We can do exactly the same to find the magnitude of the vector from 𝐶 to 𝐷. It’s equal to the square root of five squared plus negative one all squared plus
negative four all squared, which we can calculate is equal to the square root of
42.
We’re now ready to form an equation through our angle 𝜃 between the vector from 𝐴
to 𝐵 and the vector from 𝐶 to 𝐷. We know the cos of 𝜃 will be equal to the dot products of the vector from 𝐴 to 𝐵
and the vector from 𝐶 to 𝐷 divided by the magnitude of the vector from 𝐴 to 𝐵
multiplied by the magnitude of the vector from 𝐶 to 𝐷. We can then substitute the values we found for the three expressions on the
right-hand side of this equation. Doing this, we get the cos of 𝜃 will be equal to 59 divided by the square root of
242 multiplied by the square root of 42.
We could simplify the right-hand side of this equation. However, it’s not necessary. We just need to find the measure of angle 𝜃 and we can do this by taking the inverse
cosine of both sides of this equation.

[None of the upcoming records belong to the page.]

PR #841, opened 2021-01-18
Remove f-strings

mbhall88:
### Fixed

- f-strings in runtime code were replaced with `format` syntax as we still support python 3.5

There are also f-strings in the following files but I didn't touch them as I think they are in files that will only be executed in dev environments.

```
tests/common.py: line 198
docs/snakefiles/rules.rst: lines 1374, 1385, 1387
```

### DIFF
--- a/CHANGELOG.rst
+++ b/CHANGELOG.rst
@@ -1,3 +1,9 @@
+Unreleased
+==========
+Fixed
+-----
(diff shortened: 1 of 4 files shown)


johanneskoester (approved):

johanneskoester:
Thank you!

PR #842, opened 2021-01-18
Add rule name to warning about wildcard constraints in inputs

jheuel:
This change makes it easier to find and fix the offending rules:

> Wildcard constraints in inputs are ignored. 

is changed to

> Wildcard constraints in inputs are ignored. (rule: my_rule_name)


johanneskoester (approved):

johanneskoester:
Thank you!

PR #3974, opened 2026-02-17
chore: prepare for internal Rust modules by migrating to maturin as build backend

seneschall:
- change build-backend from setuptools to maturin to allow for future usage of Rust crates in Snakemake
- change versioning from dynamic to static, since the version number is currently determined by setuptools-scm, which is incompatible with maturin
- create a simple `lib.rs` and a test for importing one of the functions from `lib.rs` to verify import of Rust functions works

### QC

## Summary by CodeRabbit

* **New Features**
  * Added a native Python extension exposing performant math and greeting utilities for direct use in applications.

* **Tests**
  * Added test coverage to validate the new extension’s behavior.

* **Chores**
  * Updated container build to include additional system build tools.
  * Updated repository ignore rules to exclude Rust build output directories.

### DIFF
--- a/Dockerfile
+++ b/Dockerfile
@@ -6,7 +6,7 @@ ENV LANG C.UTF-8
 ENV SHELL /bin/bash
 USER root 
 
-ENV APT_PKGS bzip2 ca-certificates curl wget gnupg2 squashfs-tools git
+ENV APT_PKGS bzip2 ca-certificates curl wget gnupg2 squashfs-tools git build-essential
 
 RUN apt-get update \
     && apt-get install -y --no-install-recommends ${APT_PKGS} \


pyproject.toml
```diff
@@ -296,3 +299,6 @@ build = { cmd = "python -m build", description = "Build the package into the dis
 build-check = { cmd = "python -m twine check --strict dist/*", depends-on = [
   "build",
 ], description = "Check that the package can be uploaded" }
+
+[tool.pixi.dependencies]
+maturin = ">=1.11.5,<2"
```
johanneskoester: Sure that this is needed? The build system section above also defines the dependency.

pyproject.toml
```diff
@@ -62,6 +65,11 @@ dependencies = [
   "conda-inject>=1.3.1,<2.0",
 ]
 
+[dependency-groups]
+dev = [
+    "snakemake",
+]
+
```
johanneskoester:
```suggestion
```

I think this is not needed.

pyproject.toml
```diff
@@ -22,6 +22,9 @@ classifiers = [
   "Environment :: Console",
   "Intended Audience :: Science/Research",
   "Natural Language :: English",
+  "Programming Language :: Rust",
+  "Programming Language :: Python :: Implementation :: CPython",
+  "Programming Language :: Python :: Implementation :: PyPy",
```
johanneskoester: Not sure whether we really support pypy. This was never tested.

tests/tests.py
```diff
@@ -22,6 +22,7 @@
 from snakemake.settings.types import Batch
 from snakemake.shell import shell
 from snakemake.exceptions import AmbiguousRuleException, WorkflowError
+from snakemake.snakemake import sum_as_string
```
johanneskoester: This `snakemake.snakemake` submodule is a bit confusing. I wonder if we can rather call the central entrypoint for the rust codebase `snakemake.core`.

pyproject.toml
```diff
@@ -1,10 +1,10 @@
 [build-system]
-requires = ["setuptools>=64", "setuptools-scm>=8"]
-build-backend = "setuptools.build_meta"
+requires = ["maturin>=1.11,<2.0"]
```
johanneskoester, line 2: Set a rust version here that matches the rust edition in the cargo.toml.

johanneskoester (changes requested):

tests/tests.py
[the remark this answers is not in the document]
johanneskoester: Move this import into the test case.

rust/Cargo.toml
```diff
@@ -0,0 +1,12 @@
+[package]
+name = "snakemake"
+version = "0.1.0"
+edition = "2024"
```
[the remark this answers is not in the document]
johanneskoester: See my comment here: https://github.com/snakemake/snakemake/pull/3974#discussion_r2815941070

musicinmybrain:
Looks like some compiled extensions were accidentally committed here, `src/snakemake/core.cpython-312-x86_64-linux-gnu.so` and `src/snakemake/snakemake.cpython-312-x86_64-linux-gnu.so`.

fgvieira:
@seneschall can you check the error:
```
error: linker `cc` not found
```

We get that 𝜃 is the inverse cos of 59 divided by root 242 multiplied by root 42,
which if we calculate in degrees, we get that this is equal to 54.181, and this
expansion continues degrees.
However, the question wants us to give our answer to the nearest hundredth. To do this, we need to look at the third decimal place, which is one. This means we need to round this value down. And this gives us our final answer. The measure of the angle between the vector from 𝐴 to 𝐵 and the vector from 𝐶 to
𝐷 rounded to the nearest hundredth is 54.18 degrees.